1994 | 71,874 | 49,095 |

1995 | 68,505 | 49,456 |

1996 | 59,347 | 38,510 |

1997 | 47,149 | 20,736 |

1998 | 38,393 | 19,005 |

1999 | 25,174 | 18,454 |

2000 | 25,522 | 17,347 |

2001 | 25,643 | 17,402 |

2002 | 26,464 | 16,371 |

Total |
802,118 |
489,093 |

Use the columns “year” and “# AIDS cases diagnosed. Why is “year” the independent variable and “# AIDS cases diagnosed.” the dependent variable (instead of the reverse)?

The number of AIDS cases depends on the year. Therefore, year becomes the independent variable and the number of AIDS cases is the dependent variable.

*Use the following information to answer the next two exercises*. A specialty cleaning company charges an equipment fee and an hourly labor fee. A linear equation that expresses the total amount of the fee the company charges for each session is *y* = 50 + 100*x*.

What are the independent and dependent variables?

What is the *y*-intercept and what is the slope? Interpret them using complete sentences.

The *y*-intercept is 50 (*a* = 50). At the start of the cleaning, the company charges a one-time fee of 💲50 (this is when *x* = 0). The slope is 100 (*b* = 100). For each session, the company charges 💲100 for each hour they clean.

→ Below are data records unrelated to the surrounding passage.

PR #4960, opened 2024-11-14
AO3-5792 Add missing class to additional tag groups in Tag Sets to fix skins

slavalamp:
# Pull Request Checklist

## Issue

https://otwarchive.atlassian.net/browse/AO3-5792

The issue only mentions Reversi but Happy 17th! and Low Vision Default also have the wrong border color there.

## Purpose

Adds a missing "group" class to additional tag groups in Tag Sets so that they're targeted by Reversi, Happy 17th! and Low Vision Default site skins correctly.

This does not affect the default skin or most other public skins. Out of the three that are affected: Fixie (911) seems to get fixed by this as well, The Hustings (889) also becomes consistent (can't say "fixed" because the contrast there is terrible), and Panda Madness (890) doesn't account for these tag groups and has them look a bit out of place either way.

## Testing Instructions

1. Create a tag set with **31+** Additional tags _(the number in the Jira issue is incorrect)_
2. Switch skin to Reversi, or use ?site_skin=929 switch
3. The tag group headers in the Additional tags section should have dark backgrounds

## References

n/a

## Credit

slavalamp (they/them)


sarken (changes requested):
Thanks for working on this, and for noting the issue with the number of tags mentioned in the Jira issue! I've updated the issue with the new information.

sarken (approved):
Looks great now -- thank you!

*Use the following information to answer the next three questions*. Due to erosion, a river shoreline is losing several thousand pounds of soil each year. A linear equation that expresses the total amount of soil lost per year is *y* = 12,000*x*.

What are the independent and dependent variables?

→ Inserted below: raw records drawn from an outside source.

PR #4966, opened 2024-11-21
AO3-5977 Hide "Approve All Unreviewed Comments" button from admins on works

WelpThatWorked:
## Issue

https://otwarchive.atlassian.net/browse/AO3-5977

## Purpose

Hides the "Approve All Unreviewed Comments" button if an admin is viewing a work with comment moderation turned on.

## Credit

Jake Faulkner

### DIFF
--- a/app/views/comments/unreviewed.html.erb
+++ b/app/views/comments/unreviewed.html.erb
@@ -3,7 +3,7 @@
 <!--/descriptions-->
 
 <!--Subnavigation, sorting and actions-->
-<% if @comments[0] && can_review_comment?(@comments[0]) %>
+<% if can_review_all_comments?(@commentable) %>
   <ul class="navigation actions">
     <% path = @commentable.is_a?(AdminPost) ? review_all_admin_post_comments_path(@commentable) : review_all_work_comments_path(@commentable) %>
     <li><%= button_to(t(".approve_all"), path, method: :put) %></li>
--- a/app/views/comments/unreviewed.html.erb
+++ b/app/views/comments/unreviewed.html.erb
@@ -3,10 +3,12 @@
 <!--/descriptions-->
 
 <!--Subnavigation, sorting and actions-->
-<ul class="navigation actions">
-  <% path = @commentable.is_a?(AdminPost) ? review_all_admin_post_comments_path(@commentable) : review_all_work_comments_path(@commentable) %>
-  <li><%= button_to(t(".approve_all"), path, method: :put) %></li>
-</ul>
+<% if @comments[0] && can_review_comment?(@comments[0]) %>
+  <ul class="navigation actions">
+    <% path = @commentable.is_a?(AdminPost) ? review_all_admin_post_comments_path(@commentable) : review_all_work_comments_path(@commentable) %>
+    <li><%= button_to(t(".approve_all"), path, method: :put) %></li>
+  </ul>
+<% end %>
 <!--/subnav-->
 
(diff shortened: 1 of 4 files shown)


app/controllers/comments_controller.rb
```diff
@@ -283,6 +283,7 @@ def unreviewed
       .unreviewed_only
       .for_display
       .page(params[:page])
+    @reviewable = (@commentable.is_a?(AdminPost) || current_user_owns?(@commentable))
```
sarken, line 286: I think a helper method might make more sense than a variable here. We have a bunch of methods for checking which comment-related buttons to display in the comments helper -- you might even be able to reuse this one: https://github.com/otwcode/otwarchive/blob/5ea268b75c40d40b7fc1f6094bfeaacaed712257/app/helpers/comments_helper.rb#L207-L211

sarken (changes requested):
Hi, Jake, and thanks for the pull request! 

I've left a review comment, and while there's already [a test in features/admins/admin_post_news.feature](https://github.com/otwcode/otwarchive/blob/5ea268b75c40d40b7fc1f6094bfeaacaed712257/features/admins/admin_post_news.feature#L289-L295) that checks that the button _is_ visible on news posts, we'd appreciate it if you could add a test to [features/admins/admin_works.feature](https://github.com/otwcode/otwarchive/blob/5ea268b75c40d40b7fc1f6094bfeaacaed712257/features/admins/admin_works.feature) that ensures the button isn't visible on works.

I've assigned the Jira issue to you and set its status to In Review so no one will mistakenly create a duplicate pull request. I've also given your account permission to comment on, assign, and transition issues in the future.

WelpThatWorked:
Test added, threw in a check for the per-comment "Approve" button as well, since I don't see it anywhere else. 

Used the helper, and decided to let it hide the button on works with no unreviewed comments as well, since the button would do nothing in that case.

app/views/comments/unreviewed.html.erb
```diff
@@ -3,10 +3,12 @@
 <!--/descriptions-->
 
 <!--Subnavigation, sorting and actions-->
-<ul class="navigation actions">
-  <% path = @commentable.is_a?(AdminPost) ? review_all_admin_post_comments_path(@commentable) : review_all_work_comments_path(@commentable) %>
-  <li><%= button_to(t(".approve_all"), path, method: :put) %></li>
-</ul>
+<% if @comments[0] && can_review_comment?(@comments[0]) %>
```
sarken, line 6: I think `@comments.first` would be the more typical way to get the first comment in the array. 

That being said, if we have to deal with the possibilities of empty arrays here, it's probably tidier to define a new helper method that takes the commentable, e.g. 

```
def can_review_all_comments?(commentable)
  commentable.is_a?(AdminPost) || is_author_of?(commentable)
end
```

features/step_definitions/web_steps.rb
```diff
@@ -257,6 +257,12 @@ def with_scope(locator)
   end
 end
 
+Then /^(?:|I )should not see button "([^"]*)"(?: within "([^"]*)")?$/ do |text, selector|
+  with_scope(selector) do
+    page.body.should_not have_button(text)
+  end
+end
+
```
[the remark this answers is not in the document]
WelpThatWorked: Thanks, not sure how I overlooked these.

sarken (approved):
Thank you!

How many pounds of soil does the shoreline lose in a year?

12,000 pounds of soil

What is the *y*-intercept? Interpret its meaning.

*Use the following information to answer the next two exercises*. The price of a single issue of stock can fluctuate throughout the day. A linear equation that represents the price of stock for Shipment Express is *y* = 15 – 1.5*x* where *x* is the number of hours passed in an eight-hour day of trading.

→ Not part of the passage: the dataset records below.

PR #4968, opened 2024-11-22
AO3-6841 Remove TOS FAQ updated date

lydia-theda:
## Issue

https://otwarchive.atlassian.net/browse/AO3-6841 

## Purpose

Removes the Updated Date from the TOS FAQ page

## Credit

lydia-theda


sarken (approved):

sarken:
It's not a dealbreaker and I'm going to merge this, but just a heads up that when you're submitting a second pull request for the same issue, it's a little cleaner if you either
- delete the branch and create a new one with the same name, or
- create a new branch with a name like AO3-1234_BOT
That way, you don't end up dragging the old commits (in this case, everything before [559600b](https://github.com/otwcode/otwarchive/pull/4968/commits/559600bf785d01d42598d003ca1650bf2e27abe6)) along with you.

What are the slope and *y*-intercept? Interpret their meaning.

The slope is –1.5 (*b* = –1.5). This means the stock is losing value at a rate of 💲1.50 per hour. The *y*-intercept is 💲15 (*a* = 15). This means the price of stock before the trading day was 💲15.

If you owned this stock, would you want a positive or negative slope? Why?

# Homework

For each of the following situations, state the independent variable and the dependent variable.

- A study is done to determine if elderly drivers are involved in more motor vehicle fatalities than other drivers. The number of fatalities per 100,000 drivers is compared to the age of drivers.
- A study is done to determine if the weekly grocery bill changes based on the number of family members.
- Insurance companies base life insurance premiums partially on the age of the applicant.
- Utility bills vary according to power consumption.
- A study is done to determine if a higher education reduces the crime rate in a population.

- independent variable: age; dependent variable: fatalities
- independent variable: # of family members; dependent variable: grocery bill
- independent variable: age of applicant; dependent variable: insurance premium
- independent variable: power consumption; dependent variable: utility
- independent variable: higher education (years); dependent variable: crime rates

Piece-rate systems are widely debated incentive payment plans. In a recent study of loan officer effectiveness, the following piece-rate system was examined:

% of goal reached | < 80 | 80 | 100 | 120 |

Incentive | n/a | 💲4,000 with an additional 💲125 added per percentage point from 81–99% | 💲6,500 with an additional 💲125 added per percentage point from 101–119% | 💲9,500 with an additional 💲125 added per percentage point starting at 121% |

If a loan officer makes 95% of his or her goal, write the linear function that applies based on the incentive plan table. In context, explain the *y*-intercept and slope.